A diode passes current in one direction. It needs no energy to enforce the asymmetry — the semiconductor's band structure does the work. But in quantum mechanics, unidirectional transport typically requires either external driving (pumping energy into the system) or dissipation (losing energy to the environment). Coherent, energy-conserving, unidirectional quantum transport has not been straightforward to achieve.
Bilokon et al. (arXiv:2602.20508) demonstrate it using interacting bosons in an optical lattice with an asymmetric barrier. No driving. No dissipation. The directionality emerges from many-body interactions alone.
The mechanism: when bosons interact, the system's quantum state projects asymmetrically onto sectors of Hilbert space that support transport and sectors that forbid it. The interactions engineer an effective one-way boundary — an event horizon in Hilbert space. A quantum state can cross in one direction but not return, because the reverse process would require accessing Hilbert space sectors that the interactions have made inaccessible.
The analogy to black holes is precise at the formal level. An astrophysical event horizon is a boundary in spacetime that permits only inward passage. This Hilbert-space horizon is a boundary in the space of quantum states that permits only unidirectional transport. In both cases, the asymmetry is built into the geometry (of spacetime or of the interaction-engineered Hilbert space), not imposed by external forcing.
The practical result is coherent rectification — one-way quantum flow in atomtronic circuits, the quantum analog of electronic diodes.
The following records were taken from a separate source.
PR #1315, opened 2024-10-11
Added a random sort option to the library screen

jackhamilton:
Title. I've been suffering without this for a while so I decided to develop it myself. This is actually my first android PR ever, I'm an iOS dev in my day job, so go easy on me please <3

Tested manually, no unit tests because I've never done that for android and it intimidates me. Please double check any edge cases you can think of.

### Images
| Selected | Unselected |
| ------- | ------- |
|  |  |

### DIFF
--- a/gradle/kotlinx.versions.toml
+++ b/gradle/kotlinx.versions.toml
@@ -1,5 +1,5 @@
 [versions]
-kotlin_version = "2.0.20"
+kotlin_version = "2.0.21"
 serialization_version = "1.7.3"
 xml_serialization_version = "0.86.3"
 


app/src/main/java/eu/kanade/tachiyomi/ui/library/LibraryScreenModel.kt
```diff
@@ -281,7 +281,7 @@ class LibraryScreenModel(
         val sortFn: (LibraryItem, LibraryItem) -> Int = { i1, i2 ->
             val sort = keys.find { it.id == i1.libraryManga.category }!!.sort
             when (sort.type) {
-                LibrarySort.Type.Alphabetical -> {
+                LibrarySort.Type.Alphabetical, LibrarySort.Type.Random -> {
```
jackhamilton, line 284: I'm using alphabetical sort as a fallback so this function doesn't need to be nullable, this code path should never be accessed because in the random case the value map doesn't fetch a comparator.

presentation-core/src/main/java/tachiyomi/presentation/core/components/SettingsItems.kt
```diff
@@ -115,6 +116,30 @@ fun SortItem(label: String, sortDescending: Boolean?, onClick: () -> Unit) {
     )
 }
 
+@Composable
+fun NondirectionalSortItem(label: String, enabled: Boolean, enabledIcon: ImageVector, onClick: () -> Unit) {
```
jackhamilton, line 120: IconItem has no provision for no icon but would otherwise work for this. I decided this was the least destructive way to do it, but I also don't have a lot of context for that decision so I welcome feedback.

jackhamilton:
Update: after some testing, the shuffle needs to maintain a consistent seed every time the button is pressed, as reloading should not cause the order to change. Will update and reopen when I get the chance.

jackhamilton:
> Update: after some testing, the shuffle needs to maintain a consistent seed every time the button is pressed, as reloading should not cause the order to change. Will update and reopen when I get the chance.

Had time to update, I'm using a single random seed for all categories. Behavior will be that the seed for all categories using random sort will change any time a section switches to random or taps on the randomization again. I believe this should line up with expected behavior and that users don't expect a distinctly saved random ordering for each tab, but I'm open to discussion there.

Using libraryPreferences for storage because it was the easiest, if it doesn't belong there let me know.

AntsyLich:
why?

jackhamilton:
> why?

If you have a large bulk from a source that uses something that interferes with alphabetical tagging - e.g. a comic source that leads its releases with the year ([2019], ex), the sort options will group every title like that together when, personally, I've found I sometimes want to view my library in a way that scatters them more evenly. Sometimes I don't want to view my stuff chronologically.

AntsyLich:
i'll review after a rebase

AntsyLich:
next time please don't open a pr from your main branch

jackhamilton:
replaced https://github.com/mihonapp/mihon/pull/1317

The bosons flow one way not because they are pushed but because the landscape of their interactions admits no return path.
What makes this conceptually interesting beyond the specific application is the inversion of how we think about irreversibility. In thermodynamics, irreversibility comes from many-body interactions through statistical mechanics — too many degrees of freedom to track, information lost to entropy. Here, many-body interactions produce irreversibility at the quantum level, without entropy, without decoherence, without losing information. The state is still pure. The evolution is still unitary. But the transport is one-way.
Interactions do not just make systems complex. They build doors, and some of those doors only open from one side.